Telomere length variation in normal epithelial cells adjacent to tumor: Potential biomarker for breast cancer local recurrence

Xin Zhou, Alan K. Meeker, Kepher H. Makambi, Ourania Kosti, Bhaskar V.S. Kallakury, Mary K. Sidawy, Christopher A. Loffredo, Yun Ling Zheng

Research output: Contribution to journalArticlepeer-review

Abstract

A better understanding of the risk of local recurrence (LR) will facilitate therapeutic decision making in the management of early breast cancers. In the present study, we investigated whether telomere length in the normal breast epithelial cells surrounding the tumor is predictive of breast cancer LR; 152 women who were diagnosed with breast cancer at the Lombardi Comprehensive Cancer Center were included in this nested case-control study. Cases (patients had LR) and controls (patients had no LR) were matched on year of surgery, age at diagnosis and type of surgery. Telomere fluorescent in situ hybridization was used to determine the telomere length using formalin fixed paraffin-embedded breast tissues.

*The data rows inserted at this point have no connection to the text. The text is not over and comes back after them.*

PR #502, opened 2021-05-01
Sync with metadata mirroring

dralley:
[noissue]

### DIFF
--- a/pulp_file/app/tasks/synchronizing.py
+++ b/pulp_file/app/tasks/synchronizing.py
@@ -4,7 +4,9 @@ import os
 from gettext import gettext as _
 from urllib.parse import urlparse, urlunparse
 
-from pulpcore.plugin.models import Artifact, ProgressReport, Remote
+from django.core.files import File
+
+from pulpcore.plugin.models import Artifact, ProgressReport, Remote, PublishedMetadata
 from pulpcore.plugin.stages import (
     DeclarativeArtifact,
     DeclarativeContent,
@@ -12,11 +14,14 @@ from pulpcore.plugin.stages import (
     Stage,
 )
 
-from pulp_file.app.models import FileContent, FileRemote, FileRepository
+from pulp_file.app.models import FileContent, FileRemote, FileRepository, FilePublication
 from pulp_file.manifest import Manifest
 
 
 log = logging.getLogger(__name__)
+
+
+metadata_files = []
 
 
 def synchronize(remote_pk, repository_pk, mirror):
@@ -42,7 +47,24 @@ def synchronize(remote_pk, repository_pk, mirror):
 
     first_stage = FileFirstStage(remote)
     dv = DeclarativeVersion(first_stage, repository, mirror=mirror)
-    return dv.create()
+    rv = dv.create()
+    if mirror:
+        # TODO: this is awful, we really should rewrite the DeclarativeVersion API to
+        # accomodate this use case
+        global metadata_files
+        with FilePublication.create(rv, pass_through=True) as publication:
+            (mdfile_path, relative_path) = metadata_files.pop()
+            PublishedMetadata.create_from_file(
+                file=File(open(mdfile_path, "rb")),
+                relative_path=relative_path,
+                publication=publication,
+            )
+            publication.manifest = relative_path
+            publication.save()
+
+        log.info(_("Publication: {publication} created").format(publication=publication.pk))
+
+    return rv
 
 
 class FileFirstStage(Stage):
@@ -65,6 +87,8 @@ class FileFirstStage(Stage):
         """
         Build and emit `DeclarativeContent` from the Manifest data.
         """
+        global metadata_files
+
         deferred_download = self.remote.policy != Remote.IMMEDIATE  # Interpret download policy
         with ProgressReport(message="Downloading Metadata", code="sync.downloading.metadata") as pb:
             parsed_url = urlparse(self.remote.url)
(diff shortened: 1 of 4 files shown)


pulp_file/app/tasks/synchronizing.py
```diff
@@ -42,7 +47,24 @@ def synchronize(remote_pk, repository_pk, mirror):
 
     first_stage = FileFirstStage(remote)
     dv = DeclarativeVersion(first_stage, repository, mirror=mirror)
-    return dv.create()
+    rv = dv.create()
+    if mirror:
+        # TODO: this is awful, we really should rewrite the DeclarativeVersion API to
+        # accomodate this use case
+        global metadata_files
```
dralley, line 54: Yeah this is not ideal.  I made a solid attempt at the `DeclarativeVersion` changes but they are not trivial - it would require a lot of planning.

mdellweg: Is PublishedMetadata a kind of content? In that case we could just add it to the RV as everything else.
We'd need to exempt it from normal publishing however.

dralley: It is, technically, but not "really".  The way it is now is kind of awful, actually.  https://pulp.plan.io/issues/8481

dralley:
I guess the question is, do we want to merge this as-is (with some tests), and then fix it later, or wait until we can add support to DeclarativeVersion, which might take a few cycles especially if the changes are invasive.

pulp_file/app/tasks/synchronizing.py
```diff
@@ -42,7 +47,24 @@ def synchronize(remote_pk, repository_pk, mirror):
 
     first_stage = FileFirstStage(remote)
     dv = DeclarativeVersion(first_stage, repository, mirror=mirror)
-    return dv.create()
+    rv = dv.create()
+    if mirror:
```
mdellweg, line 51: Wasn't the `mirror` variable meant to be a different thing? i.e. distiguishing additive sync from the other one?

dralley: That is what it's for, but the use case here is basically the same.  Before we were saying "give me an exact copy of the remote repository - remove any content from the repository that isn't present on the remote to do so", and now we're extending that to mean "and since Pulp's published metadata should be identical, go ahead and make a publication for this repository using the remote metadata".

pulp_file/app/tasks/synchronizing.py
```diff
@@ -42,7 +47,24 @@ def synchronize(remote_pk, repository_pk, mirror):
...
+        # TODO: this is awful, we really should rewrite the DeclarativeVersion API to
+        # accomodate this use case
+        global metadata_files
+        with FilePublication.create(rv, pass_through=True) as publication:
+            (mdfile_path, relative_path) = metadata_files.pop()
```
mdellweg, line 56: This looks strange to me: `metadata_files` is a list, and we only pop a single entry from it. Why don't we just put that tuple in the variable? Or if we want to make it more portable we should loop over that list.

dralley: I was just trying to keep it consistent with the RPM plugin version I'm working on - there's no reason we couldn't do that.  You're right about looping over the list though.

dralley: Since then I've made changes that mess up the "consistency", anyway.

ipanova:
> I guess the question is, do we want to merge this as-is (with some tests), and then fix it later, or wait until we can add support to DeclarativeVersion, which might take a few cycles especially if the changes are invasive.
> 
> I kind of think we need to do it now, especially since the RPM plugin has no choice.

The main driver of this feature is RPM plugin which also has tight deadlines with regards to the delivery dates.
Based on this ticket there is not seem to be an easy solution to adapt these changes an incorporate into DV https://pulp.plan.io/issues/8687.

My suggestions would be to take the approach we have as of today and work towards a better one later.

dralley:
The RPM version of this PR has now merged

pulp_file/tests/functional/api/test_sync.py
```diff
@@ -82,6 +84,46 @@ def test_sync(self):
...
+        self.repo = self.repo_api.create(gen_repo())
+
+    def tearDown(self):
+        """Clean up."""
+        monitor_task(self.repo_api.delete(self.repo.pulp_href).task)
+        monitor_task(self.remote_api.delete(self.remote.pulp_href).task)
+
+    def test_01_sync(self):
+        """Assert that syncing the repository w/ mirror=True creates a publication."""
+        self.assertEqual(self.publications_api.list().count, 0)
```
mdellweg, line 113: This assumption prevents to run this test in a box you are doing other experiments.
We should instead look if the number increased by one.

dralley: Are we not making that assumption in a great many places?  Any test that cleans up orphan content afterwards for example.

I don't think Pytest does any parallelization.

mdellweg: publications are not cleaned by orphan cleanup. So that doesn't apply here.
This would really require a pclean.

dralley: The problem is that the list of created resources isn't separated by type (like e.g. the repository version summary), so trying to verify this from the created resources is kind of hacky (but doable if it's strongly desired).

dralley: Let me know if this looks better.

mdellweg: Sorry, i should have explained better: I was thinking about assigning the number of publications to a variable without asserting before and assert on `length==N+1` after the autopublish.
But the way it is now looks even better.
BTW, I have seen codepaths to rely on the order of `created_resources`. As in `version = c_r[0]; publication = c_r[1]`.

mdellweg (approved):

dralley:
I've created an issue for this feature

Small telomere length variation (TLV), defined as the coefficient variation of telomere lengths among examined cells, in normal epithelial cells adjacent to the tumor was significantly associated with a 5-fold (95% confidence interval = 1.2-22.2) increased risk of breast cancer LR. When the subjects were categorized into quartiles, a significant inverse dose-response relationship was observed with lowest versus highest quartile odds ratio of 15.3 (P trend = 0.012). Patients who had large TLV had significantly better 10 year recurrence free survival rate compared with patients who had small TLV (80 versus 33%). The present study revealed that TLV in normal epithelial cells adjacent to tumor is a strong predictor of breast cancer LR. If confirmed by future studies, TLV in normal epithelial cells adjacent to tumor has the potential to become a promising biomarker for predicting breast cancer LR after breast conserving surgery.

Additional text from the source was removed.